Welcome to the metadata society — and beware
What if the metadata of our lives was used to determine how populations are feeling and trending, to then affect their behaviour through the information they are shown? In a way controlling said population. Points for mentioning Asimov’s Foundation series with mathematician Hari Seldon’s fictitious science of Psychohistory.
With metadata, new forms of biopolitical control could be used to establish mass and behavioural control, such as online activities in social media channels or passenger flows in public transport. […]

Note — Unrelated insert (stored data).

PR #1207, opened 2026-08-02
feat(#1195): in-app domain search + purchase via Cloudflare Registrar

davidwkeith:
Closes #1195

## Summary

- Adds in-app domain search, real-time pricing, and purchase via Cloudflare's Registrar API, replacing the "Buy a domain" placeholder that just opened an external link.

The accumulation of figures and numbers through the information society has reached a point where they become a space and create a new topology. […]
What is threatening about this algorithmic regulation is not only the subtlety of control that takes place somewhere in the opaque machine rooms of private corporations, but that a techno-authoritarian political mode could be installed, in which the masses would be a politico-physical quantity. Only what has a mass of data has weight in the political discourse. […]
Why work is exhausting even when it involves no physical labor
Somewhat related to desires above, this one cites a few research papers that seem to indicate that we don’t burn a lot of energy when doing intensive work with our brains. The fatigue we sense has to do with losing motivation and being surrounded by too many temptations (hello internet!).
Instead, they found this small correlation: The nurses who were least likely to feel fatigued from their work also felt the most in control of their work, and the most rewarded for it. These feelings may have boosted their motivation, which may have boosted their perception of having energy.